We arrived safely enough however in Strasbourg, and after settling in at the hotel went out and about for an evening stroll around the city, doing our best not to slip on the prodigious amount of ice. We watched a drunk man stumble around, lurching nearer and nearer to a canal with his hood up, blind to the world. “Oh God, I hope he doesn’t fall in.” Would we be called into action to rescue him, to be heroes? The water looked dreadfully cold. Luckily for us though he bumped into the railing, no doubt put there for the purpose of preventing drunks from falling in, and he slid off along the streetcar tracks in the direction of an oncoming car.
As this had quite tried our nerves, we turned in to dine at a hübsch little crêperie on the canal.

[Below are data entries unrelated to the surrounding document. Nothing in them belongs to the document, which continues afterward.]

PR #1261, opened 2025-03-20
Playwright - Premise Management e2e tests

gregkhawkins:
# Context

JIRA: https://dsdmoj.atlassian.net/browse/CAS-1508

# Changes in this PR
- Coverage in playwright to replace the `Manage Premises` e2e tests in `premises.feature`

## Screenshots of UI changes
playwright_tests

# Release checklist

## Pre-merge checklist

  (eg. CAS API)

## Post-merge checklist

  release to test
  release to preprod
  release to prod


e2e_playwright/test.ts
```diff
@@ -20,4 +21,18 @@ export const test = base.extend<TestOptions>({
...
+    town: faker.location.city(),
+    postcode: faker.location.zipCode(),
+    notes: faker.lorem.lines(5),
+    turnaroundWorkingDayCount: faker.number.int({ min: 1, max: 5 }),
+    localAuthority: undefined,
+    probationRegion: undefined,
+    pdu: undefined,
+    propertyAttributesValues: [],
+    status: undefined,
+  },
```
gregkhawkins, line 37: I created this `property` test data here to avoid creating things in factories (and tieing the test data to the production code). Think you suggested avoiding using the factories way back when @aliuk2012 so think we are aligned on this? 
Did however, think it wise to use the fakers (as i have above) to generate random values. The `undefined` values above are a combination of values set by enums and reference-data (from the BE and DB). I left these values as `undefined` here and subsequently pick values at random from the selects and checkboxes on the UI which i then swap out for the underfined values. At the end of which we then have a object to assert against. This approach (picking values at random) should prevent future flakiness when there are reference-data changes in the DB etc.

I did wonder whether this is the best place to generate the `property` test object but I quite like it here instead of generating within the test (e.g. could alternatively create a `stubProperty()` function in the test itself). But this way it is global for reuse and felt aligned with the approach in CAS1 here: https://github.com/ministryofjustice/hmpps-approved-premises-ui/blob/e75945a4fb9285fca40865c5c658dd80baf4c057/e2e/test.ts#L5

Flexible on all of this though so let me know any concerns please :)

e2e_playwright/pages/manage/addPropertyPage.ts
```diff
@@ -0,0 +1,46 @@
...
+    property.pdu = await this.selectOptionAtRandom('What is the PDU?', 'Select a PDU')
+    property.propertyAttributesValues = await this.check3CharacteristicsAtRandom()
+    property.status = await this.clickRandomStatusRadioButton()
+
+    await this.page.getByLabel('Please provide any further property details').fill(property.notes)
+    await this.page
+      .getByLabel(
+        'Enter the number of working days required to turnaround the property. The standard turnaround time should be 2 days',
+      )
+      .fill(String(property.turnaroundWorkingDayCount))
```
aliuk2012, line 33: I think this is better off being tested as a Unit/integration test for the controller to ensure its handling validation errors

e2e_playwright/test.ts
aliuk2012: I like this approach and is much better than using the factories to drive the UI. I'm not opposed to using faker to create random data for this either. I think we were just over using factories when it came to integration/e2e testing.

gregkhawkins: excellent, thanks

e2e_playwright/pages/manage/addPropertyPage.ts
gregkhawkins: I think we need to enter the `turnaroundWorkingDayCount` so that we can submit the `Create property` form and make sure we get the success banner to test fully integrated with the API and successful. This is also the pre-requisite in both tests to doing other things (e.g. edit / save and check edited successfully).

I do agree though that checking the `Create property` form validation is working correctly does not belong here (which don't think it is). I think we have coverage for this form validation in this integration test:
https://github.com/ministryofjustice/hmpps-temporary-accommodation-ui/blob/4c2d0bf6780be5aabb43722df5ff444708f2c232/integration_tests/tests/temporary-accommodation/manage/premises.cy.ts#L199

Let me know if there is extra coverage needed (or if I'm misunderstanding).

aliuk2012: 🤦‍♂️  On second reviewing this, I realised that the copy for label of the form field was leading me to think that we were checking a validation message and then filling in that field with number of days.  Label copy does seem rather lengthly and a bit like hint text.

Not an issue we can resolve here so going to  resolve this conversation

aliuk2012 (approved):

PR #1263, opened 2025-04-03
Migrate from CircleCI to GH Actions for security scans

aliuk2012:
### Related
- API - https://github.com/ministryofjustice/hmpps-approved-premises-api/pull/3285
- CAS1 - https://github.com/ministryofjustice/hmpps-approved-premises-ui/pull/2442
- CAS2 - https://github.com/ministryofjustice/hmpps-community-accommodation-tier-2-ui/pull/904
- CAS3 - https://github.com/ministryofjustice/hmpps-temporary-accommodation-ui/pull/1263

Result of running
https://github.com/ministryofjustice/hmpps-github-actions/blob/main/docs/workflow-migration.md#automation


.github/workflows/security_npm_dependency.yml
```diff
@@ -0,0 +1,12 @@
+name: Security npm dependency check
+on:
+  workflow_dispatch:
+  schedule:
+    - cron: "22 9 * * MON-FRI" # Every weekday at 09:22 UTC
```
froddd: Could we manually edit these times so all the checks happen before 8am for all CASs? I can see why we might want them staggered (that would be a whole lot of alerts flooding Slack and other channels at once otherwise!) but it probably would be nice to be able to start the work day with all needed alerts ready to be consulted :)

froddd (approved):
LGTM 👍

PR #1265, opened 2025-04-08
Setup Changes to accommodate new version of AP tools

gregkhawkins:
# Context
* Generate `.env` file using new `.env.template` file
* Generate `e2e.local.env` (for `Cypress`) file using new `e2e.local.env.template` file
* Pull secrets down from k8s to swap out secret values in `.env` and `e2e.local.env`
* e2es now run against latest version of `AP tools` (that by default integrates with upstream dev services)
* includes hack for running `Cypress` e2es locally to mitigate auth issue (commented in detail in this PR) in `e2e/tests/stepDefinitions/manage.ts` file
* removed all local e2e test data as no longer needed (as we are now pointing at `AP tools` that always integrates with dev upstream services so local data becomes irrelevant)


e2e/tests/stepDefinitions/apply.ts
```diff
@@ -25,14 +22,12 @@ Given('I start a new application', () => {
...
-    const pdu = {
-      id: '81ec3d88-eecd-49d7-ad90-5dff98080dfb',
-      name: 'East Sussex (includes Brighton and Hove)',
-    }
-    application.data['contact-details']['practitioner-pdu'] = pdu
-    application.data['contact-details']['probation-practitioner'].pdu = pdu
+  const pdu = {
+    id: '3fa6a349-5f48-4c42-8d96-938bda727c35',
+    name: 'Suffolk',
   }
```
gregkhawkins, line 28: this has changed because the e2e user is based in `East of England` (instead of current pipeline e2e user in `Kent, Surrey & Sussex`). The PDU needs to be within `East of England` or some of the e2e tests break.

Before we merge, to ensure we do not break the pipeline, we will need to change the e2e users in the pipeline (in the CircleCI pipeline secrets for UI and API) to match the dev users we are now using here. As a reminder we could not use the e2e users used by the pipeline because we do not know the passwords. Changing the e2e users in the pipeline is advisable anyway, so that what devs run locally exactly simulates what happens in the pipeline so that if it passes locally we are guaranteed it will pass in the pipeline.

e2e/tests/stepDefinitions/manage.ts
```diff
@@ -25,6 +27,11 @@ const signIn = (usernameVariable: string, passwordVariable: string) => {
...
   cy.get('input[name="username"]').type(username)
   cy.get('input[name="password"]').type(password, { log: false })
-
   cy.get('.govuk-button').contains('Sign in').click()
+
+  // temp hack to get local e2es working against dev upstream services - this will only be executed when e2es run locally (i.e. not in the pipeline)
+  if (environment === 'local') {
+    cy.wait(200)
+    cy.visit('/dashboard')
+  }
```
gregkhawkins, line 37: This was the hack I talked about in `Decouple AP tools - catchup`. This code ensures that this hack will only be used when running `Cypress` e2e tests locally. This is ensured with `if (environment === 'local')` and so the pipeline will continue to run the tests without this.

## Context
1. The deployment of the `CAS3` application (inc. loading of all `.env` secrets) is now handled outside the project by running `ap-tools server start --local-ui --local-api` - this is wok done as part of the `Decouple AP tools` firebreak work.
2. This means that the deployed app on http://localhost:3000 is exactly the same regardless of whether you are running e2e tests in `Cypress` or in `Playwright` - both use a `baseUrl` value of http://localhost:3000 so they both run tests against the local deployment and the behaviour should be the same regardless of e2e tech.
3. When we run e2es in `Playwright` notice that login is successfully and redirects to `Dashboard` as expected:
02_playwright_auth_success

4. When we run e2es in `Cypress` notice that login is not successful and redirects to `Authorization Error` page:
01_cypress_auth_error

N.B Notice above, in both screenshots, that we login as the same user. Therefore the  authentication/authorisation behaviour should be the same. Weirdly it is not!

## Findings
* It is not possible to re-create the `Authorization Error` we see with `Cypress` with the browser. When i login manually with Chrome with the same user, the brwser behaves in the same way as `Playwright` (i.e. redirects successfully to `Dashboard`)
* With `Cypress`, despite getting the `Authorization Error`, if you then go to the `Dashboard` (as the code above does when you are running with `environment = 'local'`), the application let's you through to the `Dashboard` (so you are authorized for this!) and in fact you can do everything that the e2e tests expect so you are 100% authorised.
* As a further attempt to understand what is going on with `Cypress` when this happens, I did manage to make these changes in the `setUpAuthentication.ts` file:
Screenshot 2025-04-09 at 16 51 00

* With the above changes, the result (when `Cypress` does a login) is that the `frontend` service in tilt logs this: 
```
fail message = Unable to verify authorization request state.
```
* This would suggest that the `state` parameter's value (that the Identity provider -  IDP - `hmpps-auth` I believe sends back to us) is invalid for some reason. 
* If this is happening, it should happen for all clients (i.e. `Chrome/Playwright and Cyprus`) and not only behave this way on `Cypress` login. Baffling!

## Decision
* Put this hack in as will only be applied when running e2e tests locally 
* We care less about testing the authentication locally (as auth managed owned outside this team and our integration never changes)
* As the hack is not applied in when running `environment = 'dev'` then if auth is genuinely broken the pipeline will still pick this up and e2es fail. 
* Given we used to entirely mock authentication when we ran e2es locally, I think we are good with this.
* Another thing to consider is that `Cyprus` e2es are going away soon - we are currently migrating everything over to `Playwright` so think we can live with this hack in the interim :)

PR #1267, opened 2025-04-09
Remove /applications/{applicationId}/documents endpoint

aliuk2012:
This is not used in CAS3, only cas1. I think this may have been copied over from cas1 when cas3 first forked.


froddd:
CAS3 no longer uses non-namespaced endpoints, so this is no longer needed.

PR #1277, opened 2025-04-17
Add Slack notification for E2E failure

froddd:
This adds a reusable action which can be used to notify of failure for any job. The actions from the HMPPS Github Actions repository are a bit over the top, so we've created our own.

Actions can not be run from branches and are only accessible when they are on the `main` branch, hence the need to merge this prior to testing the new Github Actions-based pipeline.


davidatkinsuk (approved):
very nice!

PR #1278, opened 2025-04-17
Update Slack notification action

froddd:
- Add optional `job` input to be used when the failing job is different than the one calling the action (useful for matrix job)
- Add the `text` property to payload (used for notifications)
- Prevent link unfurling in resulting message

An example message resulting from the action can be viewed here: https://mojdt.slack.com/archives/C08NHM3MA9K/p1744885251693359


davidatkinsuk (approved):
LGTM 👍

Our waiter surprised me, obligingly offering to see if he could in fact make the crêpe I wanted, though he thought they were long out of the ingredients. I’d had bad experiences with French-speaking waiters before (Brussels, I’m looking at you). I suppose this guy though appreciated our use of French. I say “our”, but really it was Beth translating, bless her.
Ah, the French language. I spent a long seven years attempting to learn French at school. By comparison, I came to Germany with only three and a half years of university German. I gave up French after Grade 11, having found I wasn’t exactly the best at it. Given my pride as a Canadian (a shock to many of you, I bet) and my relatively positive experience learning German, you can understand my frustration at being unable to navigate my way around Luxemburg or Belgium in French. Indeed, after hearing I’m Canadian most Germans ask me if I’ve seen How I Met Your Mother, then ask if I can speak French. Oh, how those two questions hurt my Canadian pride.
Still, after a weekend bumbling around in Strasbourg I feel I was back at a nodding acquaintance with the language, about where I was in Grade 10. While not being much, I still feel re-assured that, perhaps in the future there’s hope for me in learning the language yet. I mean, I don’t expect I’ll ever quite master numbers in French: I’m rubbish enough at math in English, so don’t expect amazing feats of mental arithmetic from me whenever I want to ask about the price of something, or an address, or a train number. I can manage well enough with “ninety seven” or “siebenundneunzig“, but “quatrevingtdixsept” (four times twenty plus seventeen)? You must be joking.
I also don’t get French’s pronunciation. Any attempt I make seems doomed to failure. Besides English, you don’t often come across a language more wasteful when it comes to stuffing words with letters that you have absolutely no intention of pronouncing. Mark Twain did much to slander the German language and spread fears about its word length, but at least there you have a blueprint of how the word will sound, knowing exactly how each letter will be spoken out – and you can be sure each letter will have its say, a vocabulary democracy. Unlike Richard Hammond, Top Gear host, I don’t baulk at Doppelkupplungsgetriebe, or Twain’s Unabhängigkeitserklärung – they couldn’t be clearer. In French meanwhile I struggle, asking not for “un petit peu du lait” as I intended, but rather for “un petit peut poulet.”
All in all however Strasbourg impressed me. I don’t know if I would go back, but it does have a certain flair, coming from its German influences as well as its cute though lopsided cathedral. What’s more, and perhaps best said in Strasbourg’s favour? I find myself reconsidering my relationship with France, and the French language.